Я перегнулся через стол, чувствуя сильное головокружение, и пристально вглядываясь в карту, которая двоилась и троилась у меня в моей сновидческой голове. Я отчётливо запомнил тёмные дубовые доски, пропахшие дешёвым моряцким табачищем и неплохим ромом, изъеденные жучком-древоточцем, и на них – прямоугольник засаленной, раскрашенной индийской тушью игральной карточки.
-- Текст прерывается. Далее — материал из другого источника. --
PR #16230, opened 2026-05-19
launch: enriched model inventory

ParthSareen:
Updated the interface to have enriched models be populated rather than having logic live per integration.

Uses the new `/api/tags` endpoint in order to not have to use the show api

### DIFF
--- a/cmd/launch/model_inventory.go
+++ b/cmd/launch/model_inventory.go
@@ -1,0 +1,169 @@
+package launch
+
+import (
+	"context"
+	"slices"
+	"strings"
+	"sync"
+
+	"github.com/ollama/ollama/api"
+	modelpkg "github.com/ollama/ollama/types/model"
+)
+
+// LaunchModel is the model metadata Launch passes to integration config
+// writers after resolving selected model names through the per-run inventory.
+type LaunchModel struct {
+	Name            string
+	Remote          bool
+	ToolCapable     bool
+	Capabilities    []modelpkg.Capability
+	ContextLength   int
+	MaxOutputTokens int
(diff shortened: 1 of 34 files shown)


cmd/launch/opencode.go
```diff
@@ -49,7 +43,7 @@ func findOpenCode() (string, bool) {
 	return "", false
 }
 
-func (o *OpenCode) Run(model string, args []string) error {
+func (o *OpenCode) Run(model string, _ []LaunchModel, args []string) error {
```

– Вижу тут… – промямлил я.

Передо мной было изображение не слишком элегантного флибустьера с головой-черепом, затянутого в пурпурный камзол и пьющего на брудершафт с обнажённой тёмно-синей женщиной где-то в замке с плиточным чёрно-белым кафелем при полной луне. Изображение плясало у меня перед глазами и переливалось красками, как будто я смотрел на него сквозь слой воды.

"Что за дрянь. Не могу сосредоточиться." – подумал тогда я.

Вдруг фигурки явственно задвигались, а потом вконец заплясали.

– Это Смерть пирует с Луной. Двойка Чаш. Хорошее предзнаменование. Если ты видишь их танцующими danse macabre, как говорят на Ривьере, это означает, что ты не умрёшь ещё долго, будет у тебя хорошая жена и много богатства, и духовного, и мирского.

Голос Сингха слышался уже где-то сбоку, или даже издалека, всё более слабея с каждым слогом.

Я никак не мог поднять головы, потому что пляшущие на карточке человечки меня совершенно загипнотизировали. Я даже не думал тогда, что бывает гипноз во сне. Я вообще ни о чём не думал, но, кажется, всё хотел спросить, почему это Сингх решил мне всё это рассказать в этом странном дрейфующем измерении.

Тут меня похлопали по плечу весьма ощутимо. Я поднял взгляд от карты и увидел уродливое лошадиное лицо Стронгольма с огромным шрамом, идущим наискось от подбородка до края лба, что и делало этого голландского дьявола столь отталкивающим и зловещим. Он хрипло рассмеялся и выплюнул мне в лицо:

Nou, jij en schoppen gisteren! Oh, niet je eigen moeder te vergeten. We ontmoeten elkaar weer op het rif Duivel groentje, haha.

После чего Стронгольм, из длиннющего, как корабельные стропила, тела которого так и сочилась тёмная кровь, то есть из полученных во вчерашней поножовщине ран, распрямился надо мной, покачался некоторое время и с грохотом повалился на пол, да так, что сотряслась вся палуба этой плавучей подводной таверны мертвецов.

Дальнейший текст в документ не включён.